*What is expected:* Report every line of the records that contains the word "those".

*Provided data:*
Issue #794, opened 2018-06-02
base-compat 0.10.x breaks hledger-lib build


peti:
~~~
    Hledger/Read/Common.hs:725:62: error:
        Ambiguous occurrence ‘<>’
        It could refer to either ‘Sem.<>’,
                                 imported from ‘Prelude.Compat’ at Hledger/Read/Common.hs:97:1-39
                                 (and originally defined in ‘Data.Semigroup’)
                              or ‘Data.Monoid.<>’,
                                 imported from ‘Data.Monoid’ at Hledger/Read/Common.hs:110:1-18
~~~

simonmichael:
Thanks! It looks like we missed this in https://github.com/simonmichael/hledger/pull/788. I thought I ran `make buildtest-all`, but it seems not. I guess we need to run this or similar as part of CI somehow, though that is already slow and disk-space-limited.

peti:
It's possible that the base-compat 0.10.x version simply hadn't been released yet at the time you ran those tests.

simonmichael:
Oh I see.. right. Or I just didn't have it installed, I don't think these tests force the latest version of deps. (Maybe they should, if they could..)

Separately, I guess this is a breakage caused by removal of upper bounds, and base-compat is a package where I should keep specifying upper bounds.

simonmichael:
I'll merge this when I've verified make buildtest-all passes with base-compat-0.10.1 installed (or if you observe that before I do let me know).

simonmichael:
Merged your and my changes, which should make us somewhat robustly build and doctest warning-free across the last four GHC versions again. Thanks!

peti:
What shall we do about Hackage? I see two options:

1. Edit the version constraint of `base-compat` to `> 0.8.1 && < 10`.
2. Release the updated code as a new version.

simonmichael:
Yes, perhaps I'll do a revision on 1.9.1 at least, adding the upper bound on base-compat. I have been resisting spending brain cycles on a minor release.

simonmichael:
And also on [fsnotify](https://github.com/simonmichael/hledger/issues/797#issuecomment-394587766).

simonmichael:
Done.

simonmichael:
But this causes problems in stackage nightly (https://github.com/commercialhaskell/stackage/issues/3706). So I'll probably do a minor release of all packages soon.

PR #795, opened 2018-06-02
Fix hledger-lib build with ghc 8.0.x and base-compat 0.10.x.

peti:
We don't need to import Data.Monoid because Prelude.Compat exports "<>"
already. In fact, importing that module causes build failures:

    Hledger/Read/Common.hs:725:62: error:
        Ambiguous occurrence ‘<>’
        It could refer to either ‘Sem.<>’,
                                 imported from ‘Prelude.Compat’ at Hledger/Read/Common.hs:97:1-39
                                 (and originally defined in ‘Data.Semigroup’)
                              or ‘Data.Monoid.<>’,
                                 imported from ‘Data.Monoid’ at Hledger/Read/Common.hs:110:1-18

Fixes https://github.com/simonmichael/hledger/issues/794.

### DIFF
--- a/hledger-lib/Hledger/Data/Dates.hs
+++ b/hledger-lib/Hledger/Data/Dates.hs
@@ -4,6 +4,7 @@
 {-# LANGUAGE TypeFamilies #-}
 {-# LANGUAGE OverloadedStrings #-}
 {-# LANGUAGE ScopedTypeVariables #-}
+{-# LANGUAGE PackageImports #-}
 {-|
 
 Date parsing and utilities for hledger.
@@ -73,9 +74,9 @@ module Hledger.Data.Dates (
 where
 
 import Prelude ()
-import Prelude.Compat
+import "base-compat" Prelude.Compat
 import Control.Monad
-import Data.List.Compat
+import "base-compat" Data.List.Compat
 import Data.Default
 import Data.Maybe
 import Data.Text (Text)
--- a/hledger-lib/Hledger/Data/StringFormat.hs
+++ b/hledger-lib/Hledger/Data/StringFormat.hs
@@ -2,7 +2,7 @@
 -- hledger's report item fields. The formats are used by
 -- report-specific renderers like renderBalanceReportItem.
 
-{-# LANGUAGE FlexibleContexts, TypeFamilies #-}
+{-# LANGUAGE FlexibleContexts, TypeFamilies, PackageImports #-}
 
 module Hledger.Data.StringFormat (
           parseStringFormat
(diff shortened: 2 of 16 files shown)


simonmichael:
We should probably update all four base-compat bounds to >=0.10.1 && <0.11 too I guess.

peti:
OK, done.

simonmichael:
It looks like we can't use base-compat 0.10.* yet with hledger-api, since servant deps don't allow it. I guess you can add the older one in stack.yaml extra-deps ? Also add the newer one there, for folks building with cabal or older stack snapshots.

Also ==0.10.* isn't quite the same thing, wouldn't it be better to depend on >=0.10.1 ?

simonmichael:
Ie in stack.yaml:
```
extra-deps:
  ...
  - base-compat-0.10.1
  # for hledger-api:
  - base-compat-0.9.3
```

simonmichael:
..and in the package.yamls:
```
- base-compat >=0.10.1 && <0.11
```

simonmichael:
Phew, details. Let me try again, shouldn't it be maybe like this:

stack.yaml: add the old base-compat to extra-deps
```
  # for hledger-api:
  - base-compat-0.9.3
```
stack-ghc*.yaml: add the new base-compat to extra-deps
```
  - base-compat-0.10.1
```
hledger{,-lib,-ui,-web}: require the latest base-compat
```
  - base-compat >=0.10.1 && <0.11
```

simonmichael:
With stack.yaml, it's also failing on:
```
Test suite failure for package hledger-lib-1.9.99
    doctests:  exited with: ExitFailure 1
Full log available at /home/simon/src/hledger.org/.stack-work/logs/hledger-lib-1.9.99-test.log



    Hledger/Data/StringFormat.hs:17:1: error:
        Ambiguous module name ‘Prelude.Compat’:
          it was found in multiple packages:
          base-compat-0.10.1 base-compat-batteries-0.10.1
       |
    17 | import Prelude.Compat
       | ^^^^^^^^^^^^^^^^^^^^^
```

peti:
> Also ==0.10.* isn't quite the same thing, wouldn't it be better to depend on >=0.10.1 ?

Why? AFAIK, base-compat 0.10.0 works fine, so why would you like to exclude it?

peti:
https://hackage.haskell.org/package/servant-server-0.13.0.1 adds support for `base-compat-0.10.x`. Maybe that simplifies matters?

peti:
I pushed an updated version. Running test builds now.

Issue #796, opened 2018-06-03
Symbols inside numbers in currencies


Ekleog:
Hello,

So I am trying to add the Yen as a currency in hledger. I thus put this:
```ledger
commodity 円
    format 1億0,000万0,000円
```
which is the common way of writing Yen in japanese.

However, `hledger` then replies:
```
unexpected '0'
expecting end of input, newline, or the rest of right-symbol amount
```

As hledger appears to support UTF-8 pretty well (as eg. a `format 1,0000,0000円` works), I guess this is due to having a non-digit non-dot-or-comma symbol inside the number.

Is there a way to have symbols other than dot-and-comma be considered for inclusion as digit separators?

As usual, thank you for your work!

simonmichael:
Wow. :) Yes your guess is correct. Where could we learn more about this usage, the allowed symbols and their meanings etc, eg on wikipedia ?

simonmichael:
/me reads https://en.wikipedia.org/wiki/Japanese_numerals .. mind blown.

I would definitely consider adding more support for this, if a developer steps up to: design and build it, verify all tests pass, and stick around to resolve the issues that will show up later.

Ekleog:
Hmm, according to https://ja.wikipedia.org/wiki/%E5%86%86_(%E9%80%9A%E8%B2%A8)#%E5%86%86%E3%81%AE%E6%B5%81%E9%80%9A%E9%AB%98 the total amount of currency of Yen is 96兆0,377億円 ; so I guess for Yen it should be enough to add 兆, 億 and 万 as dot-and-comma-like symbols.

Do you think this would be an acceptable solution, or that it'd be better to have something more generic, in order to accommodate other currencies that may have “weird” (non-pejorative menaing) numbering schemes?

simonmichael:
That sounds ok, though it seems unlikely to be the last word on the matter.

alerque:
Having symbols other than comma, period, and space inside the currency is not unique to the Yen. Swiss Francs would be another example. 

I just tried to import my books from a year when I had some extra travels (from Money Manager Ex) and ran into lots of issues with currencies. I even thought I could make it work by adopting only ISO-4217 symbols, but that's a not quite a go either. Basically it doesn't seem possible to get properly localized currency displays yet.

* KZT (Kazakhstan Tenge) adopts spaces for thousands separators only if there are ten or more thousands (`₸1000,00` but `₸10 000,00`). Space separators work, but it's all or nothing.
[...]

Issue #793, opened 2018-06-01
clarify amount parsing/rendering/commodity directives


simonmichael:
Here are some notes and actions aimed at improving amount parsing, rendering, and commodity directives, from this [mail thread](https://groups.google.com/forum/#!msg/hledger/GqDwXF1LAJY/atAj60JeBgAJ) which spun off from [#698](https://github.com/simonmichael/hledger/issues/698#issuecomment-390783216).

## problems with amount parsing/rendering (in current master)

- numbers are parsed loosely, accepting any of two decimal separators
- we don't warn about inconsistent choice of decimal separator across amounts
- ambiguous-separator amounts can be silently misparsed (a single digit group separator is interpreted as a decimal separator)
- commodity directives, the recommended solution, have unclear semantics
  - they are used for: declaring commodity symbols, resolving input decimal separator ambiguity, controlling output style
  - the directive's scope for each of of these is non-obvious. Should subfiles be affected ? other files ? transactions in the same file preceding the directive ?
- commodity directives used to resolve the input decimal separator also limit output style
  - they force digit group separators to appear in output
  - they force the output decimal separator to match the input
- D directives do all that commodity directives do and more, adding complexity
- allowing commodities to have different input decimal separators within a file is excessive flexibility
- allowing commodities to have different output decimal separator within a report is excessive flexibility
- lack of clarity makes this annoying to learn, costly to support; ongoing issue reports

## goals

- be convenient and intuitive
- be i18n-aware
- detect and report errors, avoid guessing
- don't require learning detailed rules
- in every situation, do something that's sensible at least in hindsight
- keep as much backward and sideways compatibility as possible
- end confusion and bug reports about basic number parsing and rendering

## a short term plan

- clarify commodity directives' scope, use them for describing both input and output
  - a directive for a commodity sets its input decimal point for the rest of the current file, exclusive of subfiles
  - a directive for a commodity declares its symbol's validity for the rest of the current file, exclusive of subfiles
  - the first directive for a commodity across all files sets its output style in the report
- refine decimal separator parsing
  - commodities and input decimal separators are always declared together, and per file
  - at the start of each file (and each included file), no commodities or input decimal separators are known
  - parsing a commodity directive
    - declares the commodity and its input decimal separator for the current file
    - the directive's amount must have a separator
    - if the separator is ambiguous is it assumed to be the decimal separator. Could display a warning.
    - if this is the first directive for this commodity among all files: also declares the commodity's output style for the report
[...]

PR #798, opened 2018-06-03
JPY separators

Ekleog:
OK so I've taken a first stab at doing #796.

However, there's something I don't get about unit tests: in my second commit I added a clearly-wrong test (with a willingly changed digit), and yet `stack --nix test` doesn't fail (though I had to locally reset the `stack.yml` snapshot to `[…]-15` instead of `-25` in order to remove the need for ghc8.4.2, but I guess this shouldn't matter much).

From my reading of https://github.com/simonmichael/hledger/wiki/Developer-workflows it should however have been tested and failed (at least the place where I've added the test looks very much like a unit test), so I'm not sure what I'm doing wrong in the adding-a-test or the testing procedure?

Disclaimer: I'm not used to haskell development, and even though I did a few toy projects with it, I still don't really grok how the toolchain actually works.

### DIFF
--- a/hledger-lib/Hledger/Read/Common.hs
+++ b/hledger-lib/Hledger/Read/Common.hs
@@ -700,7 +700,7 @@ fromRawNumber raw mExp = case raw of
     in  Right (quantity, precision, mDecPt, Nothing)
 
   WithSeparators digitSep digitGrps mDecimals -> case mExp of
-    Nothing -> 
+    Nothing ->
       let mDecPt = fmap fst mDecimals
           decimalGrp = maybe mempty snd mDecimals
           digitGroupStyle = DigitGroups digitSep (groupSizes digitGrps)
--- a/hledger-lib/Hledger/Read/Common.hs
+++ b/hledger-lib/Hledger/Read/Common.hs
@@ -822,7 +822,10 @@ isDecimalPointChar :: Char -> Bool
 isDecimalPointChar c = c == '.' || c == ','
 
 isDigitSeparatorChar :: Char -> Bool
-isDigitSeparatorChar c = isDecimalPointChar c || c == ' '
+isDigitSeparatorChar c =
+  isDecimalPointChar c || c == ' ' ||
+  -- Japanese support
+  c == '兆' || c == '億' || c == '万'
 
 
 data DigitGrp = DigitGrp {
--- a/hledger-lib/Hledger/Read/JournalReader.hs
+++ b/hledger-lib/Hledger/Read/JournalReader.hs
@@ -317,7 +317,7 @@ formatdirectivep expectedsym = do
   Amount{acommodity,astyle} <- amountp
   _ <- lift followingcommentp
   if acommodity==expectedsym
-    then 
+    then
       if asdecimalpoint astyle == Nothing
       then parserErrorAt pos pleaseincludedecimalpoint
       else return $ dbg2 "style from format subdirective" astyle


simonmichael:
It looks like some bit-rot in the tests, I don't believe TESTS is defined any more.

The travis test failed because of the warning about the unused jpy definition. `make travistest` is a little better at finding things that will fail on travis.

simonmichael:
PS, thanks for diving in!

I haven't understood the above docs in detail; how would you explain 1兆2,345億6,789万0,123円 to westerners ? Is there some way to simulate how it would sound when read aloud ?

FYI the code until now assumes one digit group separator in all numbers. And it's probably about to assume the same digit group separator among all numbers in a file (see #793). Your changes so far should allow numbers to be parsed, but the style won't be preserved in the output.

Ekleog:
> I haven't understood the above docs in detail; how would you explain 1兆2,345億6,789万0,123円 to westerners ? Is there some way to simulate how it would sound when read aloud ?

Hmm, so I'm not japanese, so I can't positively assert anything, only learning the language and about to go for a quite long period over there :)

First, 1兆2,345億6,789万0,123円 is 1234567890123円 : the kanji are only used for grouping. Grouping is done by 4-digits, as is done in pronunciation, and commas are put at thousands, because otherwise it'd be written １兆２千３百４十５億６千７百８十９万百２十３円 for correct pronunciation, which is waaaay too long.

> Can any of those three characters appear at the start or end of a number ? The current code might parse them as commodity symbols in that case.

Then, I'm almost sure numbers can't *start* with a digit grouping: even though for 十, 百 or 千 (10, 100 and 1000) they can be used without a preliminary number, 万, 億 and 兆 (1,0000 , 1,0000,0000 and 1,0000,0000,0000) are always used with a preceding 1 when they are used.

However, I guess they *can* appear at the end of digits: １万円 is 10,000¥. So I guess I've got some more work to do here.

> FYI the code until now assumes one digit group separator in all numbers. And it's probably about to assume the same digit group separator among all numbers in a file (see #793). Your changes so far should allow numbers to be parsed, but the style won't be preserved in the output.

Hmm, I'm not sure about that? I already have
```ledger
commodity €
    format 1.000,00€
commodity $
    format $1,000.00
```
in my ledger file, and output is alright, with both € and $ in the right display format.

So somehow it already manages to do the right thing. I'll have to look into how to make it handle multiple digit separators, I was sure indian rupees quoted in the docs had mixed dots and commas, but it turns out I was wrong.

Thanks for the pointer!

> It looks like some bit-rot in the tests, I don't believe TESTS is defined any more.
> 
> The travis test failed because of the warning about the unused jpy definition. make travistest is a little better at finding things that will fail on travis.

Hmm… I'm going to try and fix the tests, then, thanks!

Ekleog:
Well, I don't understand at all the errors `stack --nix test` now gives me, as when I try to perform type inference in my head I really believe this *should* type… I guess I'm reaching my limits of Haskell knowledge here, so depending on your answer I'll likely stop trying to unbreak these tests, and just put my added test somewhere else.

Anyway, thank you already for your first feedback!

simonmichael:
Thanks for the info. Investigating the disabled tests would be welcome, but it's probably best handled as a separate task.

Ekleog:
OK, so upon more reading it looks like it'll require a complete refactoring of the parser, around `rawnumberp` [(here)](https://github.com/Ekleog/hledger/blob/4606759edd6c40394b90a6b5a6f1100192005d5f/hledger-lib/Hledger/Read/Common.hs#L749) especially, as the current return type doesn't allow to model multiple digit group separators.

So I unfortunately won't have time to do this in the near future, leaving the PR open in case someone else comes along and wants to know what's to be done. I'll try to get back to it as soon as possible, but don't expect better than a few months at best :/

simonmichael:
Understandable. Thanks for the prototyping.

*Response:*
It's possible that the base-compat 0.10.x version simply hadn't been released yet at the time you ran those tests.
> Can any of those three characters appear at the start or end of a number ? The current code might parse them as commodity symbols in that case.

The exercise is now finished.